One process parameter that can play a vital role in both neutralizing acids and demulsification, is process pH. Carefully monitoring pH in the desalter water effluent allows for efficient dosing of caustic or acid which may result in significant cost savings. The stability of the oil / water emulsion depends partly on pH. Maintaining the pH of the mixture within a certain range helps the demulsifier chemicals in breaking the emulsion by interacting directly with the water droplets. The speed and quality of the separation process can thus be improved which leads to less water carry-over, which in turn can result in a significant reduction in downstream corrosion and fouling.
Despite a good desalting operation, an abundance of corrodents can still appear during downstream processing. A good example of this is the sour water corrosion that occurs in the crude distiller. During the process lots of acid gases are formed of which hydrogen sulfide is notorious. Steam, which is injected into the crude tower to improve the fractionation, condenses in the upper part of the unit. The hydrogen sulfide dissolves in the condensate and forms a weak acid which is known to cause stress corrosion cracking in the top section of the tower and in the overhead condenser. This may lead to frequent retubing of the condenser and in severe cases to replacement of the entire crude tower top.

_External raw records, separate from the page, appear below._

PR #1647, opened 2016-08-17
PHP 7 nested set fix for 2.4

kbond:


kbond:
Thanks, I take it that failing test was expected?

l3pp4rd:
yes, phpunit deprecations. fixed in master

Issue #1604, opened 2016-06-01
Slug validation on duplicate entry


ducho:
Hi. 
Is it possible to validate slug (title) after form submit? UniqueEntity() not working becouse slug is generated with onFlush() handler. 

Now, after flush() is calling exception: 

> SQLSTATE[23000]: Integrity constraint violation: 1062 Duplicate entry 'spolocnost/pracovne-prilezitosti' for key 'UNIQ_140AB620989D9B62'
500 Internal Server Error - UniqueConstraintViolationException

I need to validate slug before persist and if exists duplicate slug the return error message to form. 

Thanks.
Ducho.

l3pp4rd:
Hi, if you set unique option for slug field it will prefix non unique slug with index. if you do not wish to have an index, I suggest you simply use [sluggable transliterator](https://github.com/Behat/Transliterator/blob/master/src/Behat/Transliterator/Transliterator.php) in your form data transformer and then form is validated in controller confirm that it is unique by querying a database.

ducho:
Thanks for quick reply. That transliterator is compatible with $sluggableListener->generateSlug() ?

l3pp4rd:
yes, it uses it

ducho:
This annotation not working with unique index.
   
    /**
     * @Gedmo\Slug(handlers={
     *      @Gedmo\SlugHandler(class="Gedmo\Sluggable\Handler\TreeSlugHandler", options={
     *          @Gedmo\SlugHandlerOption(name="parentRelationField", value="parent"),
     *          @Gedmo\SlugHandlerOption(name="separator", value="/")
     *      })
     * }, fields={"title"}, unique=true)
     * @ORM\Column(type="string", length=255, unique=true)
     */
    private $slug;

ducho:
The sluggable transliterator is not possible to use with:
Sluggable + NestedTree + TreeSlugHandler

@ORM\PreFlush() not working too... 

No exists solution to handle slug duplicity with Forms...

l3pp4rd:
slug handlers do not check the uniqueness, the library needs to be improved concerning this case. but probably there was a reason, why it is so, just can't remember now.

ducho:
Sorry, but probably I do not understand enough... What is the purpose function makeUniqueSlug() in the SluggableListener?

l3pp4rd:
as far as I remember slug handlers are not checked for uniqueness

ducho:
[...]

Issue #1429, opened 2015-10-15
[Sluggable] unique check after running TreeSlugHandler


vlcekmi3:
Hi, is there any possibility to generate unique slug after the slug is handled by TreeSlugHandler?

Example:
I have two entitties
```
1. entity --> slug = "test"
2. entity --> slug = "entity_with_sub-entity"

3. entity (before persist) --> slug = "test"
```
and then i wanna persist 3rd entity, which is nested to 2nd entity (so resulted slug should be "test/xxx")

expected result: `3. entity --> slug = "entity_with_sub-entity/test"`
received result: `3. entity --> slug = "entity_with_sub-entity/test-1"` because unique slug is generated before TreeSlugHandler do anything

lashae:
@vlcekmi3 I have the same issue. Since you had closed the issue, i suppose you fixed it. How did you manaage to fix?

PR #1648, opened 2016-08-17
Fix unique slugs with the TreeSlugHandler

cmfcmf:
- Added test case for #1429 and #1604
- Added new callback before the slug's uniqueness is ensured while maintaining backward compatibility.


cmfcmf:
Maybe I should've targeted the 2.4 branch. Hmm.

l3pp4rd:
I will review that when I can, currently have a busy schedule ;)

PR #1650, opened 2016-08-22
[2.4] Fix unique slugs with the TreeSlugHandler

cmfcmf:
_This is the same as #1648 but for the 2.4 branch._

Although this particular cause of corrosion is well known to refinery operators, counter measures are not always in place. Typically, corrosion inhibitors and lots of neutralizers such as caustic soda or ammonia are injected with the aim of increasing the pH of the sour water. Although this is an obvious response to the problem, the cure can be worse than the disease. The presence of various acid gases and ammonia can result in solid salt depositing from which ammonium bisulfide is one of the main causes of alkaline sour water corrosion. pH levels higher than 7.6 dramatically increase ammonium bisulfide corrosion. By overdosing caustic that level is easily achieved. Hence, as in desalting, the key to corrosion reduction is in accurate pH control. Proper neutralizer dosing through crude distiller overhead condenser boot water pH measurement will not only reduce corrosion but also reduce chemical consumption. Reductions in the use of corrosion inhibitors of more than 15 % have been reported.